Página 24Fernanda é uma pessoa alfabetizada, lê pouco e escreve muito. Terminou o ensino fundamental sem nem ter tido nenhum professor de apoio, nas escolas nas quais estudou, nunca teve planejamento voltado para ela, nem material pedagógico para suas dificuldades, ganhava livros para folhear enquanto seus colegas estudavam.
Saiu da escola por livre escolha e quis se dedicar aos esportes. Eu dei todo meu apoio. Infelizmente, muitas escolas não estão preparadas para atender nossos filhos. Aprendizado para muitas é só socialização, alguns educadores sabem da capacidade deles, os ensinam a ler e escrever, porém não há esforço nenhum por parte dos mesmos. Essa é uma triste realidade das escolas e da sociedade, por acreditarem que a pessoa com deficiência é incapaz.
Ao chegar de Manaus, aqui, em Goiânia, busquei informações de onde encontrar atendimento para Fernanda. Eu tinha uma vizinha com a filha deficiente física e me levou na ADFEGO, lá me falaram sobre a ASDOWN, ou melhor, me levaram até lá. Lembro-me até hoje da recepção, nos apaixonamos e nos associamos e estamos até hoje.
Página 25Através da ASDOWN, a Fernanda foi encaminhada à vários atendimentos: ALFADOWN na PUC GO, iniciação esportiva na ANGEL, fez curso da cozinha especial com profissionais da Cargill, fez o peixe programa que a enriqueceu muito em conhecimento, fonoaudiologia com Larissa e Cristiane, muitas coisas boas, tantos atendimentos e projetos bacanas, voltados para todos os Downs.
A ASDOWN, para Fernanda é, sem dúvida, sua segunda família, seu segundo lar onde a mesma e todos nós temos o livre arbítrio de ir e vir e nos sentirmos bem.

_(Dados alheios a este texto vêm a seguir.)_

PR #385, opened 2019-03-25
VIMC-2796 move success and error alerts to top level component

hillalex:
As I was testing on UAT it came to my attention that bc of the weird 2 step form the error/success alerts after uploading a set of estimates were in the wrong place.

Uma associação que luta, incansavelmente, pelo bem estar de todos. Como seria bom se tivéssemos a liberdade de ir e vir em todos os lugares, mas, infelizmente, a sociedade nos exclui, apesar de mostrarmos todos os dias que somos capazes. Queremos ter voz, ser incluídos nas rodas de conversas, nas discussões, ter a liberdade de falar o que pensamos, expor nossas opiniões. Ser aceitos na sociedade como pessoas que somos, e não como pobres coitados.
Temos fé que um dia teremos o direito de ir e vir como todos, afinal a nossa luta é diária e nunca para, queremos ser aceitos e vistos como pessoas capazes.
Esperamos que a sociedade no todo nos respeite e veja em cada um de nós, pessoas com síndrome de Down, sim. Mas, acima de tudo, pessoas produtivas, capazes de somar ao lado de quem quer que seja. O meu respeito por você, depende do seu respeito por mim.